Teori belajar behavioristik dikenal juga dengan teori belajar perilaku, karena analisis yang dilakukan pada perilaku yang tampak, dapat diukur, dilukiskan dan diramalkan. Belajar merupakan perubahan perilaku manusia yang disebabkan karena pengaruh lingkungannya. Behaviorisme hanya ingin mengetahui bagaimana perilaku individu yang belajar dikendalikan oleh faktor-faktor lingkungan, artinya lebih menekankan pada tingkah laku manusia. Teori ini memandang individu sebagai makhluk reaktif yang memberi respon terhadap lingkungannya (Schunk, 1986). Pengalaman dan pemeliharaan akan pengalaman tersebut akan membentuk perilaku individu yang belajar. Dari hal ini, munculah konsep “manusia mesin” atau Homo mechanicus (Ertmer & Newby, 1993).
Behavioristik
memandang bahwa belajar merupakan perubahan tingkah laku sebagai akibat dari
adanya interaksi antar stimulus dan respon (Robert, 2014). Sehingga, dapat kita
pahami bahwa belajar merupakan bentuk dari suatu perubahan yang dialami peserta
didik dalam hal kemampuannya untuk bertingkah laku dengan cara yang baru
sebagai hasil interaksi antara stimulus dan respon. Peserta didik dianggap
telah melakukan belajar jika dapat menunjukkan perubahan tingkah lakunya.

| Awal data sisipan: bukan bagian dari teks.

PR #304, opened 2020-03-31
Raise descriptive error in LanguageModel load if model is not found

tanaysoni:


farm/modeling/language_model.py
```diff
@@ -128,7 +128,11 @@ def load(cls, pretrained_model_name_or_path, n_added_tokens=0, language_model_cl
                 elif 'xlnet' in pretrained_model_name_or_path:
                     language_model_class = 'XLNet'
 
-            language_model = cls.subclasses[language_model_class].load(pretrained_model_name_or_path, **kwargs)
```
tanaysoni: Currently, if a model is not found, `LanguageModel.load()` fails with an unintuitive KeyError(trying to load `LanguageModel` subclasses with `language_model_class` as `None`).

tholor: Shouldn't we add a different Exception here, e.g. 
```
raise Exception(f"Could not determine the class of language model from the name {pretrained_model_name_or_path}. The model type must either be a part of the name (e.g. "xxx-bert-xxx") or specified manually via LanguageModel.load(..., language_model_class="Bert")") 
```

tanaysoni: The exception is outside the if-else block `if os.path.exists(config_file):`. So, when raising the exception we are not certain if it's due to config file not present at the supplied path or language model class is not determined.

tholor: Ok, but the exception we raise now in line 141 is misleading. I would then rather add an additional "else" after all the "elif" statements and raise the new exception there.

Issue #312, opened 2020-04-02
Verbose warnings for empty bucket


tholor:
**Describe the bug**
Seems like we introduced quite some verbose warnings with #308. 
@brandenchan can you please have a look and verify that we only print this warning if we actually removed some baskets without samples? It seems that we now always log this (once per worker).

**Message**
```
04/02/2020 12:34:22 - WARNING - farm.data_handler.processor -   Baskets with the following ids have been removed because they have no Samples: []
04/02/2020 12:34:22 - WARNING - farm.data_handler.processor -   Baskets with the following ids have been removed because they have no Samples: []
Preprocessing Dataset ../data/germeval18/train.tsv:   3%|█████████▏                                                                                                                                                                                                                                                                                                                      | 144/5009 [00:00<00:08, 555.22 Dicts/s]04/02/2020 12:34:22 - WARNING - farm.data_handler.processor -   Baskets with the following ids have been removed because they have no Samples: []
04/02/2020 12:34:22 - WARNING - farm.data_handler.processor -   Baskets with the following ids have been removed because they have no Samples: []
04/02/2020 12:34:22 - WARNING - farm.data_handler.processor -   Baskets with the following ids have been removed because they have no Samples: []
04/02/2020 12:34:22 - WARNING - farm.data_handler.processor -   Baskets with the following ids have been removed because they have no Samples: []
```

**To Reproduce**
run example/doc_classification.py

**System:**
 - OS: Ubuntu 18.04 
 - GPU/CPU: CPU
 - FARM version: current master

tholor:
Fixed by #313

PR #313, opened 2020-04-02
Less verbosity, Fix which Samples and Baskets being Thrown Away

brandenchan:
This PR removes a warning about removing baskets even when no baskets are thrown away.

This also fixes an issue where a whole Basket was thrown away if just one of its Samples was thrown away


brandenchan:
This addresses #312

PR #315, opened 2020-04-06
Add streaming mode for Inferencer

tanaysoni:
This PR adds a high-performance non-blocking streaming mode for large scale inference use cases. With this mode, the `dicts` parameter in `Inferencer.inference_from_dicts()` can optionally be a Python generator object that yields dicts, thus avoiding loading all dicts in memory. The `inference_from_dicts()` method would return a generator that yield inference predictions.

### DIFF
--- a/examples/streaming_inference.py
+++ b/examples/streaming_inference.py
@@ -21,7 +21,7 @@ def streaming_inference_example():
 
 def sample_dicts_generator():
     """
-    This is a sample dicts generator. Some example real world use-cases
+    This is a sample dicts generator. Some exemplary use cases:
 
     * read chunks of text from large files iteratively and generate inference predictions
     * connect with external datasources, eg, a Elasticsearch Scroll API that reads all documents from a given index
--- a/examples/streaming_inference.py
+++ b/examples/streaming_inference.py
@@ -1,0 +1,48 @@
+from farm.infer import Inferencer
+
+
+def streaming_inference_example():
+    """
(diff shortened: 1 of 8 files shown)


examples/streaming_inference.py
```diff
@@ -0,0 +1,48 @@
...
+    dicts = sample_dicts_generator()  # it can be a list of dicts or a generator object
+    results = inferencer.inference_from_dicts(dicts, num_processes=8, streaming=True, multiprocessing_chunksize=20)
+
+    for prediction in results:  # results is a generator object that yields predictions
+        print(prediction)
+
+
+def sample_dicts_generator():
+    """
+    This is a sample dicts generator. Some example real world use-cases
```
tholor, line 24: "Some exemplary use cases: "

farm/infer.py
```diff
@@ -225,95 +225,201 @@ def save(self, path):
...
+        * Classification / NER / embeddings: [{"text": "Some input text"}]
+
+
+        Inferencer has a high performance non-blocking streaming mode for large scale inference use cases. With this
+        mode, the dicts parameter can optionally be a Python generator object that yield dicts, thus avoiding loading
+        dicts in memory. The inference_from_dicts() method returns a generator that yield predictions. To use streaming,
+        set the streaming param to True and determine optimal multiprocessing_chunksize by performing speed benchmarks.
 
 
         :param dicts: Samples to run inference on provided as a list of dicts. One dict per sample.
```
tholor, line 281: "provided as a list of dicts (or a generator of dicts if streaming=True)"

Issue #325, opened 2020-04-16
Allow registration for custom eval report metrics


gsarti:
Dear maintainers,

I am fiddling with FARM to make it work for the very specific use case of multitask token-level regression with initial masking (as for NER), and in doing so I created my custom `TokenRegressionProcessor` and `TokenRegressionHead` classes. Alongside those I implemented various other utility methods, including a custom MSE metric that i register through `register_metric` in `metrics.py` to average the MSE across masked sentences with variable length in evaluation.

Everything works, except that if I want to evaluate the model during the training, there is no way to set the `report` parameter of the `Evaluator` instantiated in the `Trainer` class to `False` from the training script (I'm using the ones in `examples` as references). Currently available reporting functions won't support my use case (same as MSE above), so this makes the `Trainer` and `Evaluator` classes unusable for me, forcing me to implement them locally and either change the `report` to false, or manually add a custom token-level `r2` function in the reporting part of the `Evaluator`.

A solution would be to simply implement a registering system similar to the `register_metric` mentioned above also for reporting functions, instead of systematically raise `NotImplementedError` (line 118, `eval.py`). 

If you believe this is interesting, I will create a pull request. When my implementation of token-level regression will be complete I will gladly share my custom classes and methods if you belive if they may be worth including in your library.

Thanks in advance,

Gabriele Sarti

tholor:
Hey @gsarti,

Sounds like an interesting task you are working on. Just out of curiosity: For what use case do you do multitask token-level regression? 

Regarding the issue: 
I totally agree, that it would make sense adding an option to:
- disable reports
- register custom report_fn

For the first one, we could add a new arg to the `Trainer` that is passed down to the `Evaluator`. 
For the second one, I think a pattern similar to register_metric would do the job. 

It would be awesome if you could create a PR for that. We are of course happy to support you along the way, in case it's needed. 

Similarly, it would be great to get your `TokenRegressionProcessor` and `TokenRegressionHead` into FARM, once you have finished this :)

PR #331, opened 2020-04-20
Registration and parametrization for evaluation reports

gsarti:
Related to issue #325 that was deemed as interesting by maintainers:
- Moved code to compute report metrics inside `metrics.py`, refactoring it into the ad-hoc function `compute_report_metrics`.
- Added the function `register_ph_output_type` inside `metrics.py` to allow for custom metric registration in the context of evaluation reports.
- Added `eval_report` parameter in the `Trainer` class to allow switching off reporting when `evaluate_every` param is > 0.

### DIFF
--- a/farm/evaluation/metrics.py
+++ b/farm/evaluation/metrics.py
@@ -3,15 +3,28 @@ import numpy as np
 import pandas as pd
 from scipy.stats import pearsonr, spearmanr
 from seqeval.metrics import f1_score as ner_f1_score
-from sklearn.metrics import matthews_corrcoef, recall_score, precision_score, f1_score, mean_squared_error, r2_score
+from seqeval.metrics import classification_report as token_classification_report
+from sklearn.metrics import (
+    matthews_corrcoef,
+    recall_score,
+    precision_score,
+    f1_score,
+    mean_squared_error,
+    r2_score,
+    classification_report
+)
 from farm.utils import flatten_list
 import logging
 
 logger = logging.getLogger(__name__)
 
 registered_metrics = {}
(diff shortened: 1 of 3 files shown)


tholor:
Hey @gsarti , 

Thanks for working on this! I like the changes and would just propose some smaller adjustments (see my commit https://github.com/deepset-ai/FARM/pull/331/commits/536f1c38ae55141487a0c808e9d73e43233db0b4): 
- Renaming the method from `register_ph_output_type` to `register_report` (I totally see your reasoning for the naming, but I think it might confuse users. I added a docstring to clarify the interplay with `ph_output_type`)
- Allowing to use registered reports for existing prediction heads by checking **first** if there's a registered report

What do you think about these changes? Happy to merge this, when you are fine with it.

farm/evaluation/metrics.py
```diff
@@ -87,18 +102,19 @@ def compute_metrics(metric, preds, labels):
 
 
 def compute_report_metrics(head, preds, labels):
-    if head.ph_output_type == "per_token":
+    if head.ph_output_type in registered_reports:
+        report_fn = register_report[head.ph_output_type]
```
gsarti, line 106: I believe there is a typo here, shouldn't this be `registered_reports[head.ph_output_type]` instead of `register_report`? I think the bug was present in my version, too!

gsarti: Aside from that, looks good to me and you can definitely merge when it's fixed! Thanks again!

tholor: Oh yeah, good catch. I will fix it & merge.

PR #337, opened 2020-04-28
Implicitly connect heads with processor + check for connection

bogdankostic:


farm/modeling/adaptive_model.py
```diff
@@ -292,6 +297,8 @@ def logits_to_loss_per_head(self, logits, **kwargs):
         """
         all_losses = []
         for head, logits_for_one_head in zip(self.prediction_heads, logits):
+            # check if PredictionHead connected to Processor
+            assert hasattr(head, "label_tensor_name"), "PredictionHead has to be connected to Processor"
```
Timoeller, line 301: Lets create a more informative and less strict error message, since it might be the missing tensor names do not come from a missing connection between head and processor. 
I would write: f"Label_tensor_names are missing inside the {head.task_name} Prediction Head. Did you connect the model with the processor through either 'model.connect_heads_with_processor(processor.tasks)' or by passing the processor to the Adaptive Model?"

Issue #332, opened 2020-04-21
Accessing dataset index after evaluation


malteos:
**Question**

Hi all,

thanks for your great work! I was wondering why the dataset samples don't have an ID set. See https://github.com/deepset-ai/FARM/blob/89826c1f4269a5c0d0b5a6193ece94a3401766d9/farm/data_handler/processor.py#L492

Is there any way to obtain the ID/index/line number of a particular sample in the results of `Inferencer` or `Evaluator`? 

Or is it ensured that the order of the results is the same as in the test file, i.e. index of `results` list is equal to line number of `test.tsv`?

Best,
Malte

**Additional context**
-

Timoeller:
Hey @malteos thanks for the kudos : )

Your ID issue addresses a valid concern.
Short answer: You can disable multiprocessing by setting max_processes=1 in the data_silo, then the order of results is ensured. 

Long answer: We want to fill this ID value with sensible values and are working on a solution that works for all downstream tasks. In particular, we are not happy with the format of results in our Inferencer (nested dicts) and will transition to interface classes with defined attributes - one of them will be the ID. 
We cannot really commit to a timeline on this feature, though I hope the disabling of multiprocessing is a valid solution for you?

malteos:
Can I set a different `max_processes` for train and test? Processing all training data with a single process would be a time killer.. but just test set would be fine ;)

Timoeller:
I thought you wanted to use the Inferencer to get model predictions from a model that has been trained before (the Inferencer needs a trained model anyways)? 

So you could use multiprocessing during training for creating and saving the model.
Then you can load it without multiprocessing, so the order of results is assured with:
`model = Inferencer.load("path/to/FARM_model",num_processes=0)`
//you might have to update FARM, the num_processes inside the load() method is only a week old

You can do inference from dicts (with the structure from the example script) or inference from file, if you already divided train and test set.

brandenchan:
So we just tested out the inferencer even with multiprocessing and found that the output is in fact in the same order as the input. This is because we are calling self.process_pool.imap() and not imap_unordered() (see Inferencer._inference_with_multiprocessing()).

As for why the Sample ids are not set, this is because the id is actually assigned after TextClassificationProcessor.dict_to_samples. If you're interested in how this is done, have a look at  Processor._init_samples_in_baskets().

[...]

PR #342, opened 2020-04-30
Better access to test results (WIP)

malteos:
WIP regarding https://github.com/deepset-ai/FARM/issues/332

- Optional multi processing for test dataset (map results back to original IDs)
- Optional evaluation after training
- Reports as dict (not str) and include logits

(I didn't look into unit tests so it might crash something at the current status)

### DIFF
--- a/farm/data_handler/data_silo.py
+++ b/farm/data_handler/data_silo.py
@@ -44,6 +44,8 @@ class DataSilo:
         automatic_loading=True,
         max_multiprocessing_chunksize=2000,
         max_processes=128,
+        max_multiprocessing_chunksize_test=None,
+        max_processes_test=None,
         caching=False,
         cache_path=Path("cache/data_silo"),
     ):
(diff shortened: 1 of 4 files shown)


Timoeller:
Hey @malteos  thanks for the PR. Great to see people tweaking FARM! :dancers: 

**My general remark**: 
We would like to keep the Evaluator efficient and only produce eval metrics. Collecting all logits e.g. for the SQuAD dev set, would be quite an overhead.
If you want to output more stuff (like logits), we should bake this into the Inferencer (e.g. [here](https://github.com/deepset-ai/FARM/blob/master/farm/infer.py#L467)) and make the collection of logits optional in any case.
Btw. what do you need the logits for? Maybe there is a different way to work with them on your use case (in a PredictionHead)...

**Individual points:**
- Optional evaluation after training -> we have added this feature very recently in #335 but for your use case I believe it is sufficient to not load the test evaluator by setting test_filename=None in the Processor. (We should add documentation about this feature though.)
- Reports as dict (not str). That is a good idea, so people can access the results more individually. I think your intention was to access the logits though - right?

Timoeller:
Hey @malteos I wanted to follow up on this PR.

I think especially the question: "what do you need the logits for?" could be interesting to work on together. Maybe there is a different way to work with the logits on your use case.

If we go forward with returning logits, we should put this feature into the inferencer and make it optional, since it will unnecessarily slow down most other use cases.

malteos:
Sorry for not coming back to you. Other things are keeping me busy these days. 

I close this for now and may reopen it as soon as I continue working on it.

PR #345, opened 2020-05-01
Removing lambda function from AdaptiveModel so the class can be pickable

skirdey:
A class that can be pickled is easier to use in a distributed system where artifacts get serialized and passed around.


tholor:
Makes sense. Thanks for refactoring this!

PR #348, opened 2020-05-05
Update tutorials

bogdankostic:


bogdankostic:
> We should also update the Colab notebooks with the same changes. Let me know if you need permissions here.

Already done! :)

PR #351, opened 2020-05-06
Update PyTorch to 1.5

tanaysoni:


tholor:
Did you verify that the GPUs can be found in our new docker based on `nvidia/cuda:10.2-base-ubuntu18.04`? I know that with the old base image it was not working due to cuda upgrade in pytorch 1.5.0

tanaysoni:
Yes, this image works on V100 GPU.

PR #356, opened 2020-05-08
allows data_silo.calculate_class_weights to support multilabel

renaud:
I was having an issue with using `TextClassificationProcessor(multilabel=True)` together with `data_silo.calculate_class_weights`

I belive this commit solves the issue, please let me know if it's the way to go.

    processor = TextClassificationProcessor(
                                            multilabel=True,
                                            )

    data_silo = DataSilo(
        processor=processor,
        batch_size=batch_size)

    language_model = LanguageModel.load(lang_model)
    prediction_head = MultiLabelTextClassificationHead(
        class_weights=data_silo.calculate_class_weights(task_name="text_classification"),
        num_labels=len(label_list))

### DIFF
--- a/farm/data_handler/data_silo.py
+++ b/farm/data_handler/data_silo.py
@@ -477,7 +477,8 @@ class DataSilo:
             raise Exception("source argument expects one of [\"train\", \"all\"]")
         for dataset in datasets:
             if dataset is not None:
-                observed_labels += [label_list[x[tensor_idx].item()] for x in dataset]
+                for x in dataset:
+                    observed_labels += [label_list[label_id] for label_id in (x[tensor_idx] == 1).nonzero()]
         #TODO scale e.g. via logarithm to avoid crazy spikes for rare classes
         class_weights = list(compute_class_weight("balanced", np.asarray(label_list), observed_labels))
         return class_weights


farm/data_handler/data_silo.py
```diff
@@ -477,7 +477,8 @@ def calculate_class_weights(self, task_name, source="train"):
             raise Exception("source argument expects one of [\"train\", \"all\"]")
         for dataset in datasets:
             if dataset is not None:
-                observed_labels += [label_list[x[tensor_idx].item()] for x in dataset]
+                for x in dataset:
+                    observed_labels += [label_list[label_id] for label_id in (x[tensor_idx] == 1).nonzero()]
```
Timoeller, line 481: That wont work for normal classification since in this case x[tensor_idx] just holds a single scalar in range [0 to number of classes - 1]. So it will evaluate to false in most cases and we will have a much smaller observed_labels array.

What about you get the multilabel flag from the processor and switch between label extraction?

renaud: sounds good. thanks for the prompt feedback

Timoeller:
Changes + fixes merged with #389

Issue #362, opened 2020-05-13
Fix activation function for pooled ELECTRA output


stefan-it:
Hi,

inspired by https://github.com/huggingface/transformers/pull/4257 I just had a look at the original ELECTRA implementation, and it seems that they're using `gelu` instead of `tanh` for getting a pooled output:

https://github.com/google-research/electra/blob/79111328070e491b287c307906701ebc61091eb2/model/modeling.py#L247

and:

https://github.com/google-research/electra/blob/79111328070e491b287c307906701ebc61091eb2/model/modeling.py#L45

Unfortunately, I used `tanh` in the ELECTRA model integration:

https://github.com/deepset-ai/FARM/blob/37591d198813c999afe3766be2fa281af26a25e5/farm/modeling/language_model.py#L1240

I will open a PR to fix that :)

brandenchan:
Implemented in #364

PR #364, opened 2020-05-13
ELECTRA: use gelu for pooled output of ELECTRA model

stefan-it:
Hi,

this PR fixes the activation function for pooled output from the ELECTRA model, to match the original implementation.

`gelu` is now used, wheras e.g. BERT uses `tanh` as activation function. See discussion in #362.


stefan-it:
@brandenchan Would be interesting so see the performance diff :)

brandenchan:
Great! I tested this on an Electra checkpoint and the performance is still good (in fact gelu got 0.2% averaged over 3 germeval tasks than tanh). Our CI is currently crashing but when I tested the branch locally, all tests passed!

PR #197, opened 2022-07-08
Lockups DB fix

tomhirst:
This addresses a bug that meant lockups weren't being added correctly to the database.

Because we enrich the lockup data by requesting from the contracts on-chain, we don't need to store anything other than `address` and `lockupId` at the time of the event.

This had been changed in some places, but not in the prisma schema.

- Schema updated
- Migration command ran
- Small timestamp fix added to vote escrow lockup creation (sidequest while I was here)


sparrowDom:
LGTM

PR #198, opened 2022-07-08
Contract timings uniformity

tomhirst:
Since we've decided that 1 month = 30 days, we should make sure we have uniformity across the dApp and contracts.

I've updated the dApp earlier, and this brings the contracts in line. I've not created any Brownie tests (I'm not sure if it breaks our current ones), but have tested locally — this will definitely need eyes on to check.

Here's me locking up from both types of claim and from the vote escrow. As you can see the end dates now align, no matter where lockups are created from.

Screenshot 2022-07-08 at 19 14 39

Note: @sparrowDom is investigating a potential bug in the staking rewards calculations (if you notice these numbers being off in the screenshot). [ref #199]

### DIFF
--- a/client/components/AdminUtils.js
+++ b/client/components/AdminUtils.js
@@ -15,7 +15,7 @@ const AdminUtils = () => {
     useStore.setState({
       claim: {
         ...useStore.getState().claim,
-        claimOpensTs
+        claimOpensTs,
       },
     });
   };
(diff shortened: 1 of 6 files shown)


franckc:
We are running out of time so let's not update OgvStaking - we can do that after the launch.

Regarding MandatoryLockupDistributor.sol, I think it's ok to change since we haven't deployed to production.
But I will let @tomlinton make the final call.

tomlinton:
Yea this looks fine to me for the mandatory side, it does break the tests. I'll fix them up shortly if no one beats me.

tomlinton:
Fixed the tests and reverted the changes to OgvStaking which we can do after launch.

PR #199, opened 2022-07-08
fix preview points calculation

sparrowDom:
~~I am not 100% sure what the role of the `epoch` is in the contract. Whether it was suppose to be a rounding period to which all the timestamps "snap" to or something else. Will leave it to @DanielVF to sort it out, or maybe anyone else has an idea?~~

~~So I've made a change where the calculation of preview points is fixed and starts returning "normal" values. There is probably some intended logic in there that we still want to get in place before the launch.~~

### DIFF
--- a/contracts/OgvStaking.sol
+++ b/contracts/OgvStaking.sol
@@ -216,10 +216,8 @@ contract OgvStaking is ERC20Votes {
     {
         require(duration >= minStakeDuration, "Staking: Too short");
         require(duration <= 1461 days, "Staking: Too long");
-        //uint256 start = block.timestamp > epoch ? block.timestamp : epoch;
-        uint256 start = block.timestamp;
+        uint256 start = block.timestamp > epoch ? block.timestamp : epoch;
         uint256 end = start + duration;
-        //uint256 endYearpoc = ((end - epoch) * 1e18) / 365 days;
         uint256 endYearpoc = (duration * 1e18) / 365 days;
         uint256 multiplier = PRBMathUD60x18.pow(YEAR_BASE, endYearpoc);
         return ((amount * multiplier) / 1e18, end);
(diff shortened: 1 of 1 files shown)


contracts/OgvStaking.sol
```diff
@@ -216,9 +216,11 @@ contract OgvStaking is ERC20Votes {
     {
         require(duration >= minStakeDuration, "Staking: Too short");
         require(duration <= 1461 days, "Staking: Too long");
-        uint256 start = block.timestamp > epoch ? block.timestamp : epoch;
```
sparrowDom, line 219: epoch in deploy script: https://github.com/OriginProtocol/ousd-governance/blob/master/scripts/deploy.py#L6 is 86400 (seconds in a day). For that reason above will always default to `block.timestamp`

franckc: On mainnet the epoch is correctly set to the start of the staking which is timestamp 1657584000 (Tuesday, July 12, 2022 12:00:00 AM UTC).

See https://etherscan.io/address/0x0c4576ca1c365868e162554af8e385dc3e7c66d9#readProxyContract.

It is NOT set to 86400

franckc: Regarding the role of the epoch: 

    /// If staking before the start of staking (epoch), then the lockup start
    /// and end dates are shifted forward so that the lockup starts at the
    /// epoch.

https://github.com/OriginProtocol/ousd-governance/blob/f3b91ffbe7f54414418e42148420978235502d85/contracts/OgvStaking.sol#L93

sparrowDom: Got it thanks

sparrowDom:
actually there is nothing to do here once the correct epoch is deployed to network. @DanielVF sorry for so much fuss on so many channels :)

PR #203, opened 2022-07-08
Exclude accounts from airdrop data

tomlinton:


retroactive/src/ogn.ts
```diff
@@ -370,14 +370,21 @@ const calculateRewards = async () => {
     ),
   ];
 
+  const exclusionList = (fs.readFileSync("./exclusions.csv", "utf-8")).split("\n").map(ethers.utils.getAddress);
```
franckc, line 373: Wonder if it's worth console.log how many addresses were loaded from the exclusion list.

franckc (approved):
Nice! LGTM

PR #205, opened 2022-07-09
Listener: allow start before claiming and fix small bug

franckc:
Maybe I'm missing some context but I can't think of a reason we would not want the listener to be starting off before the claiming period starts. Uncommented that check. It was causing the listener to not come up in production.

Also fixed a bug where when restarting in production, the listener would always start at block 0. Which would cause reprocessing all the events at every restart.


sparrowDom:
I see no reason for this as well. Merging this in...
Feel free to object @tomlinton @tomhirst if there is some reason for this that we don't understand

PR #207, opened 2022-07-09
add rinkeby deployment artifacts

sparrowDom:
- add rinkeby deployment artifacts
- and copies merkle trees from prod to rinkeby


sparrowDom:
merging this in since it only affects Rinkeby. And so staging can be re-deployed without needing to remember to merge this branch in. Happy to revert / address things subsequenltly

PR #208, opened 2022-07-09
add error message when APY 0% because of 0 emissions

sparrowDom:
add error message when APY 0% because of 0 emissions


sparrowDom:
Merging this in... happy to address anything subsequenlty

PR #211, opened 2022-07-09
fix constraint bug

sparrowDom:
Removes lockupId constraint and add unique auto increment id -> requirement of Prisma. Tested locally, entry created in db and UI: 
Screenshot 2022-07-10 at 00 44 22
Screenshot 2022-07-10 at 00 44 45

Contohnya, peserta didik dapat dikatakan bisa membaca jika ia mampu menunjukkan
kemampuan membacanya dengan baik.
Menurut
teori behavioristik, apa yang terjadi di antara stimulus dan respon dianggap
tidak penting untuk diperhatikan karena tidak dapat diamati dan tidak dapat
diukur, yang dapat diamati hanyalah stimulus dan respons. Oleh sebab itu, apa
saja yang diberikan guru merupakan stimulus, dan apa saja yang dihasilkan
peserta didik merupakan respon, semuanya harus dapat diamati dan dapat diukur.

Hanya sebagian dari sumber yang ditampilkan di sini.